▶ [THE RECORDS]:
►

PR #3591, opened 2023-01-18
chore: run clippy & rustfmt in CI

Wodann:


.github/workflows/rethnet-ci.yml
```diff
@@ -6,13 +6,15 @@ on:
...
     paths:
+      - ".github/workflows/rethnet-ci.yml"
       - "config/**"
       - "crates/**"
       - "Cargo.toml"
       - "rust-toolchain"
   pull_request:
     branches: ["**"]
     paths:
+      - ".github/workflows/rethnet-ci.yml"
```
fvictorio, line 17: Wait, is this necessary? I mean, it does make sense. Maybe we should do it in the other workflows too.

Wodann: Yes, otherwise it would not re-run the CI for rethnet-ci

PR #3593, opened 2023-01-18
feat: tracing in Rethnet using JS callbacks

Wodann:
The stack trace implementation has some caveats:

- `traceTransaction` is not implemented for Rethnet. This means that there are still 10 failing tests in `HARDHAT_EXPERIMENTAL_VM_MODE=rethnet` due to `Error: traceTransaction not implemented for Rethnet`
- The `"Before byzantium"` test is skipped
- There are 7 failing tests in dual adapter mode: 5 in stack traces, 2 (1x Hardhat Network Provider & 1x JSON-RPC provider) in `eth_sendTransaction > when automine is enabled > Shoud throw if the transaction fails`; all due to differences in the number of stack trace steps. We agreed that it's a time sync to try and resolve them now

In the future we need to revisit the `JsTracer` implementation to remove ethereumjs specific fixes. This will be a breaking change for the Hardhat tracer ABI, but makes the implementation more "sane".


crates/rethnet_evm_napi/src/tracer/js_tracer.rs
```diff
@@ -0,0 +1,664 @@
...
+        _is_static: bool,
+    ) -> (Return, Gas, Bytes) {
+        let (sender, receiver) = channel();
+
+        let status = self.after_message_fn.call(
+            AfterMessageHandlerCall {
+                result: rethnet_evm::ExecutionResult {
+                    exit_reason: ret,
+                    out: rethnet_evm::TransactOut::Call(out.clone()),
+                    gas_used: if ret == Return::InvalidOpcode || ret == Return::OpcodeNotFound {
```
Wodann, line 507: I had to do this to match ethereumjs (same pattern below). What do you think, @fvictorio, should this be handled in `revm` or here?

fvictorio: Ugh, good question, I don't know. It seems to me like something revm should do, but maybe there's a good reason to do it this way. It's worth opening an issue to discuss it though.

Wodann: https://github.com/bluealloy/revm/issues/335

crates/rethnet_eth/src/remote.rs
```diff
@@ -393,24 +393,23 @@ impl RpcClient {
...
+
+    fn get_alchemy_url() -> String {
+        std::env::var_os("ALCHEMY_URL")
             .expect("ALCHEMY_URL environment variable not defined")
             .into_string()
-            .expect("couldn't convert OsString into a String"))
+            .expect("Couldn't convert OsString into a String")
     }
 
+    #[test_with::env(ALCHEMY_URL)]
```
Wodann, line 409: @feuGeneA I added a macro that ignores tests when the `ALCHEMY_URL` environment variable is not set. This allows people have local tests succeed even if they don't have alchemy setup

fvictorio (approved):

PR #3601, opened 2023-01-21
Website UI improvements: hero x-index order and sidebar scrollbar

ajmeese7:

---

I changed the `z-index` of the hero element so this doesn't happen:

ethereum logo over text

And configured the sidebar to not have a scrollbar when one isn't necessary, like so:

unnecessary sidebar

### DIFF
--- a/docs/src/components/landingBlocks/HeroBlock.tsx
+++ b/docs/src/components/landingBlocks/HeroBlock.tsx
@@ -45,7 +45,7 @@ const Block = styled.div`
   padding: 0 0 24px;
   min-height: 100px;
   &.content {
-    z-index: 1;
+    z-index: 2;
   }
   & svg {
     margin: 0 auto;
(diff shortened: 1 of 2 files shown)


fvictorio:
Hey @ajmeese7, thanks a lot for this! The removal of the scrollbar is great, but the other change seems to make things worse for some widths.

Before:

image

After:

image

ajmeese7:
Good catch! Do you want a height-based media query rule for this or would you rather the change be reverted entirely?

docs/src/components/landingBlocks/HeroBlock.tsx
```diff
@@ -45,7 +45,7 @@ const Block = styled.div`
   padding: 0 0 24px;
   min-height: 100px;
   &.content {
-    z-index: 1;
+    z-index: 2;
```
alcuadrado, line 48:
```suggestion
    z-index: 1;
```

alcuadrado:
They, thanks for making this change! I reverted the z-index bit to get this merged quickly.

I don't understand how the media query solution would work, but if it does improve, feel free to send another PR :)

PR #8, opened 2019-03-26
TMPFIX: return empty edge set for out-of-range node IDs

arsenius7:


src/edges.cpp
```diff
@@ -63,6 +63,12 @@ Selection _resolveIndex(const HighFive::Group& indexGroup, const NodeID nodeID)
 {
     typedef std::vector<std::vector<uint64_t>> RawIndex;
 
+    if (nodeID >= indexGroup.getDataSet("node_id_to_ranges").getSpace().getDimensions()[0]) {
+        // Returning empty set for out-of-range node IDs, to be aligned with SYN2 reader implementation
```
mgeplf: I'm not sure our syn2 implementation should be bleeding into the sonata impl.  Can we get the syn2 format to throw an exception instead?

arsenius7: I'm afraid that might break simulation part, if all SYN2 files are used for every GID.

mgeplf: Ok, I guess the semantics make sense.  I don't think this will be a temporary fix though, once this behavior is considered the norm.  I'm ok with that, though

arsenius7: Come on, be an optimist. :)
Should we ever make our mind about node population IDs (whether they should be implicit, use some offset or explicit mapping), we will inevitably revisit this part.

PR #14, opened 2019-04-26
Travis build matrix with Ubuntu and Mac OS

wizmer:


.travis.yml
```diff
@@ -20,4 +35,5 @@ install:
   - pip install nose .
 
 script:
-  - nosetests python
+  - nosetests python &&
+    rm -rf build && mkdir build && cd build && cmake -DCMAKE_BUILD_TYPE=Release -DEXTLIB_FROM_SUBMODULES=ON .. && make && make test
```
arsenius7: Is there any difference between
```
script:
  - A
  - B
```
and
```
script:
  - A && B
```
?

wizmer: From what I was able to see, the build is only reported as failure if the last line has a non zero error code.

PR #15, opened 2019-04-26
Get version from a VERSION file

wizmer:
In order to be able to pass the version as an argument of setup().
Otherwise it is not possible because, cmake needs to be run first. And this happens only inside the call of setup()


arsenius7:
I would rather prefer CMake-generated `__init__.py` with version constant (I don't think we need version in C++ so far, but don't mind keeping it).

PR #19, opened 2019-05-01
Add flag -Dsonata_CXX_WARNINGS to disable Werror in setup.py

wizmer:


setup.py
```diff
@@ -74,6 +74,7 @@ def build_extension(self, ext):
             "-DEXTLIB_FROM_SUBMODULES=ON",
             "-DSONATA_PYTHON=ON",
             "-DCMAKE_BUILD_TYPE=",
+            "-Dsonata_CXX_WARNINGS=OFF",
```
mgeplf: capitalize

CMakeLists.txt
```diff
@@ -12,6 +12,7 @@ project(sonata VERSION ${SONATA_VERSION})
 
 option(EXTLIB_FROM_SUBMODULES "Use Git submodules for header-only dependencies" OFF)
 option(SONATA_PYTHON "Build Python extensions" OFF)
+option(${PROJECT_NAME}_CXX_WARNINGS "Compile C++ with warnings" ON)
```
mgeplf: do you want to have the option be turn off warnings, or 'warnings are errrors'?
I don't think it's bad to spew warnings, it's just that you don't want the build to fail when building w/ python, right?

PR #22, opened 2019-05-21
Fixed MANIFEST.in

arsenius7:
* include VERSION file
 * include third-party libraries

### DIFF
--- a/.travis.yml
+++ b/.travis.yml
@@ -26,13 +26,14 @@ cache:
     - $HOME/Library/Caches/Homebrew
 
 before_install:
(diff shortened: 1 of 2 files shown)


arsenius7:
Is there a way we can check installation from source tarball in CI?

wizmer:
Here https://github.com/BlueBrain/libsonata/blob/6d7e3929c156812969d9237bd797bf6aba6e50ec/.travis.yml#L35
you could `python setup sdist` first and intstall from here instead of `pip install .`

PR #23, opened 2019-05-21
Fixed direct Python install (`make install`)

arsenius7:
* to revive 'libsonata+python' Spack package

### DIFF
--- a/python/CMakeLists.txt
+++ b/python/CMakeLists.txt
@@ -1,5 +1,3 @@
-set(SONATA_PYTHON_BUILD ${CMAKE_CURRENT_BINARY_DIR}/libsonata)
-
 if (EXTLIB_FROM_SUBMODULES)
     add_subdirectory(pybind11 EXCLUDE_FROM_ALL)
 else()
@@ -18,3 +16,10 @@ target_link_libraries(sonata_python
     PRIVATE fmt::fmt-header-only
     PRIVATE pybind11::module
 )
+
+if (PYTHON_INSTALL_SUFFIX)
+    install(TARGETS sonata_python
+        LIBRARY
+        DESTINATION ${PYTHON_INSTALL_SUFFIX}
+    )
+endif()


arsenius7:
Alas, looks like that's not enough.
For some reason, the entry points for any package depending on `libsonata` can not recognize `libsonata.cpython-36m-x86_64-linux-gnu.so` file.
I.e., assuming this file can be found in folder `foo`, this works:
```
PYTHONPATH=foo python -c "import libsonata"
```
but this:
```
PYTHONPATH=foo brainbuilder --help
```
ends up with
```
pkg_resources.DistributionNotFound: The 'libsonata<1.0,>=0.0.1' distribution was not found and is required by voxcell
```

`libsonata+python` and its dependencies thus remain broken in Spack.

arsenius7:
Also, in Spack world
```
python -c "import libsonata"
```
actually gives me
```
ImportError: libhdf5.so.103: cannot open shared object file: No such file or directory
```
unless I explicitly add `hdf5` as a dependency to `libsonata` recipe.
Can't say if it was the case before or not.

wizmer:
To be honest, I've never been able to correctly install the python package with the old recipe. And that's the first reason that made me create the `pip install` recipe.

I always have (with this commit or with old commits before I changed the recipe):
```
$ python -c "import libsonata"
Traceback (most recent call last):
  File "<string>", line 1, in <module>
ImportError: dynamic module does not define module export function (PyInit_libsonata)
```

arsenius7:
> ImportError: dynamic module does not define module export function

That started to happen when Python module and C++ library name were made same.
When `python -c "import libsonata"` is ran from the folder where C++ `libsonata.so` is located, that one is picked up.

CMake flags example are available in the Spack recipe; where `PYTHON_INSTALL_SUFFIX` is the path to `site-packages` folder.

arsenius7:
The key point is that broken `libsonata+python` in Spack world is now a blocker for circuit build pipeline updates; and I would rather not fix it by pinning some old `libsonata` commit there.

Given that `make install` option is not working for Python as it used before (at https://github.com/BlueBrain/spack/pull/350 we believed it does), another try with `py-libsonata` makes sense for me, as there is already `py-morphio` and `py-basalt`.

arsenius7:
https://github.com/BlueBrain/spack/pull/372 should revive `libsonata` Python package in Spack; and I'll remove the leftovers of `make install` in another PR.

Issue #2, opened 2019-03-13
Edge indexing tool


arsenius7:
We need a reusable component for [edge indexing](https://github.com/AllenInstitute/sonata/blob/master/docs/SONATA_DEVELOPER_GUIDE.md#edges---optional-indexing).

Ideally, it should be available in two flavors: as a method in API, and as a console command.

PR #28, opened 2019-05-28
Naive edge indexing support [#2]

arsenius7:
Since it is a "naive" implementation, a number of shortcuts were taken:
- reading source datasets fully into memory, no chunking
- keeping indices in memory
- no parallelization
- no progressbar
- no cleanup on failure (at quick glance I have not found "remove" method in HighFive)

With regard to parallelization, I messed around with MPI-based parallelized indexing in `syn-tool`, but on a "medium" file of 10^9 synapses (~60G with properties), have not seen any speedup (on contrary, on 4 nodes I got x4 _slowdown_). It's not enough to make any conclusion but still enigmatic.


tests/test_edges.cpp
```diff
@@ -116,6 +118,61 @@ TEST_CASE("EdgePopulation", "[edges]")
...
+    dst << src.rdbuf();
+}
+
+}  // unnamed namespace
+
+
+TEST_CASE("EdgePopulation::writeIndices", "[edges]")
+{
+    const std::string srcFilePath = "./data/edges-no-index.h5";
+    const std::string dstFilePath = "./data/edges-no-index.h5.tmp";
```
arsenius7: another shortcut: no "proper" temporary file (once again, postponed until `std::filesystem` is available)

matz-e:
> With regard to parallelization, I messed around with MPI-based parallelized indexing in `syn-tool`, but on a "medium" file of 10^9 synapses (~60G with properties), have not seen any speedup (on contrary, on 4 nodes I got x4 _slowdown_). It's not enough to make any conclusion but still enigmatic.

I'm wondering about the motivation to not use any MPI here… (I understand that no MPI may simplify some stuff)

Do we care about absolute raw speed for tiny circuits, or scalability on the larger ones? What are the memory limits here in terms of neurons in the circuit?

arsenius7:
> I'm wondering about the motivation to not use any MPI here… (I understand that no MPI may simplify some stuff)

Yes, the main motivation here is to keep the initial implementation as simple as possible, and merely to provide at least _something_ for indexing edges in `libsonata` (as mentioned above, serial implementation is not the only shortcut taken).

As of now, even such a naive implementation covers most of our current usecases (for instance, no edge file for `Isocortex/20190307` exceeds 4 x 10^9 edges).

> Do we care about absolute raw speed for tiny circuits, or scalability on the larger ones? What are the memory limits here in terms of neurons in the circuit?

You are right, of course, raw speed for tiny circuits is not the goal, and eventually we need the thing to scale for larger ones; HPC team expertise here would be indispensable (no jokes).

I merely skimmed through MPI-based indexing implementation in `syntool`, but I have a feeling that only initial scan through node ID values is done there in parallel, and then all the resulting ranges are gathered in memory on one machine, so it does not provide out-of-core guarantees either. Nor is it obvious for me how to avoid this "reduce" step.

On the other hand, this indexing task can be easily described with MapReduce paradigm:

1) scan through nodeIDs, generate (nodeID, position) pairs
2) group pairs by nodeID, sort and aggregate ranges for each group
3) gather (nodeID, ranges), sort by nodeID, split into primary and secondary index levels

so maybe we can index with Spark? (I bet it can be done more efficiently than 1)-3) ).

We also get sorting by source / target node IDs prior to indexing "for free" there (Spark Functionalizer already does that, right?).

Finally, as a sidenote, I have some doubts about scalability of the format _itself_ the way it is now, no matter how smart the implementation is; at least for bidirectional access. So maybe that's where the effort would go first when it comes to huge synapse collections. :)

src/edge_index.cpp
```diff
@@ -106,6 +111,127 @@ Selection resolve(const HighFive::Group& indexGroup, const std::vector<NodeID>&
...
+std::unordered_map<NodeID, RawIndex> _groupNodeRanges(const std::vector<NodeID>& nodeIDs)
+{
+    std::unordered_map<NodeID, RawIndex> result;
+
+    if (nodeIDs.empty()) {
+        return result;
+    }
+
+    uint64_t i0 = 0;
+    NodeID lastNodeID = nodeIDs[0];
```
mgeplf: nit: `nodeIDs[id0]`, to show what i0 is used for.  I'd consider renaming `i0` `group_start_idx` or something, personally

src/edge_index.cpp
```diff
@@ -106,6 +111,127 @@ Selection resolve(const HighFive::Group& indexGroup, const std::vector<NodeID>&
...
+
+
+void _writeIndexGroup(const std::vector<NodeID>& nodeIDs, NodeID maxNodeID, HighFive::Group& h5Root, const std::string& name)
+{
+    auto indexGroup = h5Root.createGroup(name);
+
+    auto nodeToRanges = _groupNodeRanges(nodeIDs);
+    const auto rangeCount = std::accumulate(
+        nodeToRanges.begin(), nodeToRanges.end(), uint64_t(0),
+        [](uint64_t total, const std::pair<NodeID, RawIndex>& item) {
```
mgeplf: `const std::pair<NodeID, RawIndex>&` -> `decltype(nodeToRanges)::const_reference item` ?

src/edge_index.cpp
```diff
@@ -106,6 +111,127 @@ Selection resolve(const HighFive::Group& indexGroup, const std::vector<NodeID>&
...
+    uint64_t offset = 0;
+    for (NodeID nodeID = 0; nodeID < maxNodeID; ++nodeID) {
+        const auto it = nodeToRanges.find(nodeID);
+        if (it == nodeToRanges.end()) {
+            primaryIndex.push_back({offset, offset});
+        } else {
+            auto& ranges = it->second;
+            primaryIndex.push_back({offset, offset + ranges.size()});
+            offset += ranges.size();
+            std::move(
```
mgeplf: nice, I think hardly anyone uses this overload sometimes

tests/test_edges.cpp
mgeplf: can you add the same TODO wrt c++17 about std::filesystem?

src/edge_index.cpp
arsenius7: OK

src/edge_index.cpp
arsenius7: Thanks for suggesting a C++11 alternative.
I guess it would appeal more to people following modern C++; but might confuse those less savvy (I would apply it nevertheless). ^^

arsenius7:
@matz-e , I will merge this PR as it is for now, to unblock some work dependent on it; but we would heed to any after-merge comments you have.
As already stated, when / if it comes to optimizing `libsonata`, we mostly put our hopes into HPC team. ^^

src/edge_index.cpp
```diff
@@ -168,11 +168,11 @@ void _writeIndexGroup(const std::vector<NodeID>& nodeIDs, NodeID maxNodeID, High
     RawIndex primaryIndex;
     RawIndex secondaryIndex;
 
-    primaryIndex.reserve(maxNodeID);
```
arsenius7: `maxNodeID` was actually used as node count

PR #29, opened 2019-06-04
Optimized some C++/Python transitions

arsenius7:


include/bbp/sonata/population.h
```diff
@@ -48,6 +50,33 @@ class SONATA_API Selection
     const Ranges ranges_;
 };
 
+template<typename Iterator>
```
arsenius7: moved from `population.cpp`

python/bindings.cpp
```diff
@@ -299,7 +299,10 @@ PYBIND11_MODULE(libsonata, m)
             "Selection from list of intervals"
         )
         .def(
-            py::init(&Selection::fromValues),
+            py::init([](py::array_t<uint64_t, py::array::c_style | py::array::forcecast> values) {
```
arsenius7: I have not found a "canonical" way to get (begin, end) iterator pair from NumPy array object in `pybind11`.
I _hope_ that casting to C-style array and using raw pointers as iterator pair is safe.
Alternatively, we can make an iterator class ourselves but that seems to be a bit of an overkill.

arsenius7: 20s -> 0.4s for 10^8 ids

python/bindings.cpp
```diff
@@ -310,8 +313,10 @@ PYBIND11_MODULE(libsonata, m)
         )
         .def(
             "flatten",
-            &Selection::flatten,
-            "List of IDs constituting Selection"
+            [](Selection& obj) {
```
arsenius7: 3s -> 0.34s for 10^8 ids.
Replacing `reserve(N)` + `push_back` with `std::vector X(N)` + `std::iota` in `flatten()` C++ implementation reduces it further to 0.26s, but I guess these fractions of second are irrelevant.

python/test.py
```diff
@@ -3,17 +3,19 @@
...
+
 class TestSelection(unittest.TestCase):
     def test_basic(self):
         ranges = [(3, 5), (0, 3)]
         selection = Selection(ranges)
         self.assertTrue(selection)
         self.assertEqual(selection.ranges, ranges)
         self.assertEqual(selection.flat_size, 5)
-        self.assertEqual(selection.flatten(), [3, 4, 0, 1, 2])
+        self.assertEqual(selection.flatten().tolist(), [3, 4, 0, 1, 2])
```
wizmer: assert_array_equal instead ?

arsenius7: You mean, `numpy.testing`, right?
`tolist()` in effect checks also the result type (i.e. that it is an `array`, not a `list`).
This time maybe it's a desired effect.

wizmer: Ok, I see

python/bindings.cpp
mgeplf: isn't there a chance that the NumPy array isn't contiguous: ie if it's a slice into another array, the iteration may need to have a strides setup.

I think it's safe to do what you're doing, as long as there's a way to check for contiguousness, and fall back to the slow path otherwise.

python/bindings.cpp
mgeplf: nice

python/bindings.cpp
mgeplf: very nice

arsenius7: > isn't there a chance that the NumPy array isn't contiguous

As far as I understand, that's what `py::array::forcecast` is aimed to ensure:
https://pybind11.readthedocs.io/en/stable/advanced/pycpp/numpy.html#arrays

I haven't tried with a strided array, guess it's worth checking.

mgeplf: Ah, thanks.  That sounds like it does the right thing, sorry about the noise.

arsenius7: On contrary, it's easy to get trapped by false assumptions with this stuff.
I have added some unit tests at #30.
Truth be told, I'm still not 100% sure it does the right thing. ^^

◄

Count how many lines in the data above hold "scan", and give that number by itself.

▶ [OUTPUT OF THE TASK]: 2